Is there a closed form for: $\int_0^1 \left(\frac{x^p − x^q}{\ln x}\right)^2 dx $

Question

$$I(p,q)=\int_0^1 \left(\frac{x^p − x^q}{\ln x}\right)^2 dx $$

I have already prove that $I(p,q)$ converges iff $p,q\in(-\frac{1}{2},\infty)$

Now I need to fine the closed expression of $I(p,q)$ could anyone help?

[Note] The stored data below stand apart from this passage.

PR #1791, opened 2017-02-19
Additional controls for FI8908W cameras

dwalkes:
Mobile application ZM View uses relative move commands and presetGoto
commands which were not supported by the previous version of the script.

Add these commands based on documentation in
http://www.foscam.es/descarga/ipcam_cgi_sdk.pdf

Commands were tested on an FI8908W camera running version 11.37.2.65
firmware


connortechnology:
Just so @dwalkes doesn't feel ignored... we are currently in feature freeze in order to release 1.30.2   The moment we get that out, we will likely merge this.

PR #1794, opened 2017-02-21
use === operator in getDiskPercent function

knnniggett:
This change differentiates between a false condition and the value 0, which is valid.


connortechnology:
One problem, if $total is zero, then we have a div by zero error.  Need to check for it and handle it gracefully.

knnniggett:
Oops. Has been fixed. I also added more content to the error messages.

PR #1810, opened 2017-03-14
Minor zm_image SSSE3 improvements

mastertheknife:
Hello,
Its been few years since i last optimized things, its time for a 2017 refresh :)
I tried to squeeze some more performance, especially for the SSSE3 functions.

1) Decreased SSSE3 delta functions by 12 instructions per loop iteration.
This was possible thanks to SSSE3's horizontal instructions. Up to this point, almost all operations were vertical. Bytes had to shifted into the correct position, added and\or multiplied vertically.
The PMADDUBSW instructions multiplies bytes vertically and then adds the bytes horizontally.
Likewise, PHADDW adds words horizontally.
The code behaves exactly the same, but is now between 5-10% faster.
2) Applied change 1 also to the SSSE3 32bit->8bit convert function.
3) Added BGRA, ARGB and ABGR variants of SSSE3 32bit->8bit conversion.
4) Made the code actually use the SSSE3 32bit->8bit convert functions. The RGBA function existed, but nothing was using it.
5) Removed SSSE3 fourfield deinterlacing functions. They had equal or worse performance than the standard functions (when compiling with O2 or better). The functions were too complicated to be vectorized efficiently.
6) On 64bit systems, gcc\glibc uses optimized memcpy, which is equal or slightly faster than ours.

Thats all for now.
SSE2 is not worth optimizing, most people have processors that support SSSE3 or better by now.
If anything, i should focus on AVX2 which has larger registers (256bit vs 128bit) and allows for more pixels per register (8 32bit pixels vs 4 32bit pixels).


kylejohnson:
I haven't tested the performance, but the source code does compile and run here for me.  Have a single ffmpeg camera running with modect successfully.

knnniggett:
This is very nice. I do want to wait until after we release 1.30.2 to merge this.

So @mastertheknife is there any chance you would be willing to do the same kind of optimization for arm Neon instruction set? I'll buy you a Raspberry Pi 3 and ship it to you if you say yes.

connortechnology:
Id kinda like to see some tests that compare the outputs of each function to ensure they all work

On March 16, 2017 3:51:07 PM EDT, Andrew Bauer <notifications@github.com> wrote:
>This is very nice. I do want to wait until after we release 1.30.2 to
>merge this.
>
>So @mastertheknife is there any chance you would be willing to do the
>same kind of optimization for arm Neon instruction set? I'll buy you a
>Raspberry Pi 3 and ship it to you if you say yes.
>
>-- 
>You are receiving this because you are subscribed to this thread.
>https://github.com/ZoneMinder/ZoneMinder/pull/1810#issuecomment-287171748

-- 

mastertheknife:
> I haven't tested the performance, but the source code does compile and run here for me. Have a single ffmpeg camera running with modect successfully.
Its unlikely to notice a performance increase, because its just 5-10% and only for this function. There two other heavy functions (blend and alarmed pixels detection) take the other 70% CPU usage of zma.

> So @mastertheknife is there any chance you would be willing to do the same kind of optimization for arm Neon instruction set? I'll buy you a Raspberry Pi 3 and ship it to you if you say yes.
I heard of ARM's Neon instruction set. Its very similar to Intel's SSE\AVX series, and has some advantages, e.g. instructions with more than 2 operands (Intel SSE series is limited to 2 operands). The ARM is already a very fast and efficient processor, the gains may not be great, but its worth a try anyway.
No need to buy anything, just give me SSH access (no need for root), i will write the code on my computer, scp to the arm, compile and test :)

> Id kinda like to see some tests that compare the outputs of each function to ensure they all work
Sure, no problem, i will upload and link to the code i use for benchmarking and testing the functions (for making sure they behave as expected).
For testing i have code that reads random numbers from /dev/urandom, feeds the same numbers to two functions: standard (expected result) and SIMD (testee function), and then compares the output. if it differs, the program stops. I normally let it run for hours.
Regarding benchmarking, this gives me an idea. Why not make it possible to benchmark slow functions (e.g. delta and blend for a start)? This will provide accurate evaluation of system performance when using ZoneMinder, because it runs the code it'll actually run when using ZM for motion detection, so its more accurate than generic benchmarks.

Also, i had some progress with delta in AVX2, but i have deleted the file by accident, need to start over.

connortechnology:
I will get you ssh access to my pi when I get back from vacation.  Right now it is sitting in my laptop bag disconnected...

knnniggett:
@mastertheknife I'm sending you a pm through the user forum

mastertheknife:
@knnniggett 
Thank you. A friend gave me SSH to his RasBerry2 yesterday. I already finished with the Delta function, but its just 22% faster. I guess this is because current ARM processors (until Cortex A15) process 128bit Neon instructions as two 64bit instructions.
Also, this is only compatible with AArch32. AArch64 is very different. It has different instructions and its registers don't overlap anymore. I will need access to a machine with AArch64 ARM running 64bit OS to develop and test that. For now the solution is to compile ZM as 32bit (AArch32) if running 64bit (AArch64) OS.
I am now working on the Blend function.

@connortechnology
I have uploaded the files i use for benchmarking and testing to here, including the Neon files:
http://51.15.134.207/~kfir/zm/
Typically need to compile like this:
gcc file.c -O2 -mssse3 (or -mfpu=neon for ARM).
Depending on the compiler, -std=c99 and -lrt might also be needed. Haven't spent much time into fixing this code to compile without C99

knnniggett:
Wow, that was fast. As far as I know, aarch64 is still experimental.
While some arm board manufacturers out there might have images available for download with custom, hacked aarch64 kernels, I'm not sure I've seen an official distro that has aarch64 out of beta yet. We probably have some time before that becomes a thing.

Whatever improvements you can get, likely are indeed worth while.
As I discovered at the end of my blog (see the table), a single 1080p camera @5 fps is just a bit too much for the raspberry pi 3 to handle. If we could lessen the cpu load, then a 1080p camera might be possible.
http://zoneminder.blogspot.com/p/raspberry-pi-3.html

connortechnology:
I think the pi3 actually is aarch64 just that Tapan doesn't use it yet...I could be wrong though. I think this will help the pi a lot.

mastertheknife:
Okay, if Aarch64 is not common yet, then we don't have to worry about it now :)
I finished the blend and recalculated the speedups for delta and blend.
Standard Fastblend (with -O2): 81 million colours/second, New: 148 million colours/second, 1.82x speedup
Standard Delta (with -O2): 25 million pixels/second, New: 32 million pixels/second, 1.28x speedup
Before i can push a branch, need to add runtime detection for Neon. its not easy as with x86, because the CPUID registers can only be read in privileged mode (kernel mode), so need to get it from the kernel (using hwcaps API)
Also, it doesn't compile without -mfpu=neon here, we'll need to add that somehow
Delta: Old:

mastertheknife:
I was curious why removing 12 instructions from the SSSE3 delta only increased performance by 5-10%
It appears that all instructions used, use 1 clock cycles, except for PHADDW and bit shifting. Bit shifting uses 2 clock cycles, but PHADDW is terrible. It uses 1-2 clock cycles on AMD processors, but anywhere from 3 (Haswell) to 7 (Core2, Atom) clock cycles on Intel processors. Its a relatively simple instruction, but Intel probably wanted to cut costs on less widely used instructions.

Issue #1275, opened 2016-02-09
incomplete copyright; license violation (removed copyright statement)


onlyjob:
[SPP1802SWPTZ.pm](../blob/master/scripts/ZoneMinder/lib/ZoneMinder/Control/SPP1802SWPTZ.pm) is based upon [FI8918W.pm](../blob/master/scripts/ZoneMinder/lib/ZoneMinder/Control/FI8918W.pm) therefore it is a derivative work. However original copyright statement(s) were removed/replaced with copyright "2015- Bobby Billingsley" which is a license violation. One shall not remove someone else's copyright statements and replace 'em with his own.

You can't do such things, @bofhdk. You should have preserve original copyright statements and add your own.
##

SteveGilvarry:
Fixed in #1819

PR #1819, opened 2017-03-18
Fix failure to attribute previous work

SteveGilvarry:
Just fixing this up as there is an issue #1275  logged from Debian for it.


knnniggett:
Seems harmless enough.

Issue #1340, opened 2016-03-14
DOC BUG: zmc has no option "-r" implemented


pmar5303:
Both manual page and "-h" help text of zmc declare the "-r" option for remote streaming. That option is not implemented at all in zmc, as is clear from the source code.

PR #1820, opened 2017-03-18
Remove zmc -r argument as it does not seem to be implemented.

SteveGilvarry:
#1340 bought this up and I believe it is correct -r is not implemented.

### DIFF
--- a/src/zmc.cpp
+++ b/src/zmc.cpp
@@ -27,7 +27,6 @@ zmc - The ZoneMinder Capture daemon
 
  zmc -d <device_path>
  zmc --device <device_path>
- zmc -r <proto> -H <host> -P <port> -p <path>
  zmc -f <file_path>
  zmc --file <file_path>
  zmc -m <monitor_id>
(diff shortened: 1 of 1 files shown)


connortechnology:
I kinda wonder if we shouldn't either implement it, or be even more aggressive and remove all the other options.  I kinda think the zmc should only take a monitor Id.

mastertheknife:
> I kinda wonder if we shouldn't either implement it, or be even more aggressive and remove all the other options. I kinda think the zmc should only take a monitor Id.

Please don't do that. Local cameras take -d parameter:
`[kfir@atom ~]$ ps ax | grep zmc
 1963 ?        S     80:23 /usr/local/bin/zmc -d /dev/video0
 1984 ?        S     81:18 /usr/local/bin/zmc -d /dev/video1
 2000 ?        S     80:20 /usr/local/bin/zmc -d /dev/video2`

I am not sure why, i believe its because its possible to use the same device by two(or more) monitors, but each one on a different channel.

connortechnology:
Okay, I'm fine with loading by -d... but all the host, password, etc...  what use?

connortechnology:
or better yet, replace them with a url parameter.

knnniggett:
Merging this for 1.30.3. Please create another pr if it is decided to make further changes.

PR #1822, opened 2017-03-19
Implement CSRF Mitigation

knnniggett:
Add csrf-magic library to zoneminder, and integrate into zoneminder web forms.
https://github.com/ezyang/csrf-magic

What this library does is generate a token, which is based off the users php session id. If the token submitted with the form does not match the token generated when index.php was first loaded, then the web server returns http 403 with the message "CSRF check failed. Your form session may have expired, or you may not have cookies enabled." You will know it, if you trigger the csrf prevention.

I have given this some testing, and it appears to work. However, ideally every form submit or save button in ZoneMinder should be tested to verify there are no false triggers.

### DIFF
--- a/scripts/ZoneMinder/lib/ZoneMinder/ConfigData.pm.in
+++ b/scripts/ZoneMinder/lib/ZoneMinder/ConfigData.pm.in
@@ -346,6 +346,26 @@ our @options = (
     category    => "system",
   },
   {
+    name        => "ZM_ENABLE_CSRF_MAGIC",
+    default     => "no",
+    description => "Enable csrf-magic library",
+    help        => qqq("
+      CSRF stands for Cross-Site Request Forgery which, under specific
+      circumstances, can allow an attacker to perform any task your
+      ZoneMinder user account has permission to perform. To accomplish
+      this, the attacker must write a very specific web page and get
+      you to navigate to it, while you are logged into the ZoneMinder
+      web console at the same time. Enabling ZM_ENABLE_CSRF_MAGIC will
+      help mitigate these kinds of attackes. Be warned this feature
+      is experimental and may cause problems, particularly with the API.
+      If you find a false positive and can document how to reproduce it,
+      then please report it. This feature defaults to OFF currently due to
+      its experimental nature.
+    "),
+    type        => $types{boolean},
+    category    => "system",
+  },
+  {
     name        => "ZM_OPT_USE_API",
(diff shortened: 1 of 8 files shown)


mnoorenberghe:
If this is used on the "login" action it will break many integrations such as [zmNinja](https://github.com/pliablepixels/zmNinja/blob/71b31f5e6d4a67e2af993a1dc2e0ca77154a83e2/www/js/app.js#L993) and [Home Assistant](https://github.com/home-assistant/home-assistant/blob/2b9fb73032cc3fa48302e4619dcb3323624de472/homeassistant/components/zoneminder.py#L75). Perhaps the "login" action can be exempt for now? A CSRF attack against the login form alone seems like a lesser issue.

Unrelated to the above I would suggest adding a way to opt-out of the CSRF protection unless we're willing to put out a quick point release for any things that it breaks.

SteveGilvarry:
@pliablepixels FYI what would work for zmninja if we were to implement a CSRF token?

I remember at some point the API not having a proper authentication method so we have to logon to web ui and use that session, what is the root cause of that? ZMS?

knnniggett:
@SteveGilvarry @connortechnology @pliablepixels @mnoorenberghe 

I've updated this pr to allow csrf-magic library to be turned off under Options.

Additionally, the csrf check is skipped during a login attempt. I *think* this does not create a way for an attacker to work around the csrf check.... or maybe I've been staring at this so long everything sounds good. Need another set of eyes.

This appears to work with zmNinja, but this will need a ton more resting. Would also like feedback from @mnoorenberghe regarding HA.

Note, that I still think we should change the way the API authenticates as described in #1827

connortechnology:
I will merge to storageareas and test.

connortechnology:
Looks good so far.  Everything appears to work, including zmNinja.

knnniggett:
@pliablepixels @mnoorenberghe 

Just wanted to give you guys a chance to provide feedback before we merge this.
We plan to merge this tomorrow if we do here from either of you.... so we can get 1.30.2 out the door.

pliablepixels:
Late to comment. But I've tested with Isaacs CSRF enabled server. No issues.

mnoorenberghe:
It seems to work fine for me too… I didn't test it's effectiveness but with the action=login exclusion I suggested this works fine for HASS so far. I've enabled it on my server so I'll report any issues.

PR #2634, opened 2019-06-05
Completed Polish translation

fri-K:
I made update to Polish translation file


web/lang/pl_pl.php
```diff
@@ -87,29 +88,29 @@
 // Simple String Replacements
 $SLANG = array(
     '24BitColour'          => 'Kolor (24 bity)',
-    '32BitColour'          => 'Kolor (32 bity)',          // Added - 2011-06-15
+    '32BitColour'          => 'Kolor (32 bity)',
     '8BitGrey'             => 'Cz/b (8 bitów)',
     'Action'               => 'Działanie:',
     'Actual'               => 'Domyślna',
-    'AddNewControl'        => 'Add New Control',
+    'AddNewControl'        => 'Dodaj nową kontrolę',
```
connortechnology: Why use ą instead of y like in the other entries?

fri-K: This sentence is completely correct, but I changed it to be similar with other translations, both translations are equal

My first attempt was to write

$$\frac{x^p − x^q}{\ln x}=\int_q^px^tdt$$

What next?

Answer 1

$\newcommand{\bbx}[1]{\,\bbox[15px,border:1px groove navy]{\displaystyle{#1}}\,} \newcommand{\braces}[1]{\left\lbrace\,{#1}\,\right\rbrace} \newcommand{\bracks}[1]{\left\lbrack\,{#1}\,\right\rbrack} \newcommand{\dd}{\mathrm{d}} \newcommand{\ds}[1]{\displaystyle{#1}} \newcommand{\expo}[1]{\,\mathrm{e}^{#1}\,} \newcommand{\ic}{\mathrm{i}} \newcommand{\mc}[1]{\mathcal{#1}} \newcommand{\mrm}[1]{\mathrm{#1}} \newcommand{\pars}[1]{\left(\,{#1}\,\right)} \newcommand{\partiald}[3][]{\frac{\partial^{#1} #2}{\partial #3^{#1}}} \newcommand{\root}[2][]{\,\sqrt[#1]{\,{#2}\,}\,} \newcommand{\totald}[3][]{\frac{\mathrm{d}^{#1} #2}{\mathrm{d} #3^{#1}}} \newcommand{\verts}[1]{\left\vert\,{#1}\,\right\vert}$ \begin{align} \mrm{I}\pars{p,q} & \equiv \int_{0}^{1}\bracks{x^{p} − x^{q} \over \ln\pars{x}}^{2}\,\dd x = \int_{0}^{1}\pars{x^{2p} − 2x^{p + q} + x^{2q}}\ \overbrace{\int_{0}^{\infty}x^{t}\, t\,\dd t}^{\ds{{1 \over \ln^{2}\pars{x}}}}\ \,\dd x \\[5mm] & = \int_{0}^{\infty}t\int_{0}^{1} \pars{x^{2p + t} - 2x^{p + q + t} + x^{2q + t}}\,\dd x\,\dd t \\[5mm] & = \int_{0}^{\infty}\pars{{t \over t + 2p + 1} - 2\,{t \over t + p + q + 1} + {t \over t + 2q + 1}}\,\dd t \\[5mm] & = \int_{0}^{\infty}\pars{-\,{2p + 1 \over t + 2p + 1} + {2\pars{p +q + 1} \over t + p + q + 1} - {2q + 1 \over t + 2q + 1}}\,\dd t \\[5mm] & = \left.\ln\pars{\bracks{t + p + q + 1}^{2p + 2q + 2} \over \bracks{t + 2p + 1}^{2p + 1}\bracks{t + 2q + 1}^{2q + 1}} \right\vert_{\ t\ =\ 0}^{\ t\ \to\ \infty} \\[5mm] & = \bbx{\ln\pars{ \bracks{2p + 1}^{2p + 1}\bracks{2q + 1}^{2q + 1}\over \bracks{p + q + 1}^{2p + 2q + 2}}} \end{align}

Answer 2

Building off of your idea.... $$ \begin{align} \int_0^1\left(\frac{x^p − x^q}{\ln x}\right)^2\,dx &=\int_0^1\left(\int_q^px^tdt\right)^2\,dx\\ &=\int_0^1\left(\int_q^p x^t\,dt\right)\left(\int_q^px^s\,ds\right)\,dx\\ &=\int_0^1\int_q^p\int_q^p x^tx^s\,dt\,ds\,dx \end{align} $$ Now change the order of integration. Can you take it from here?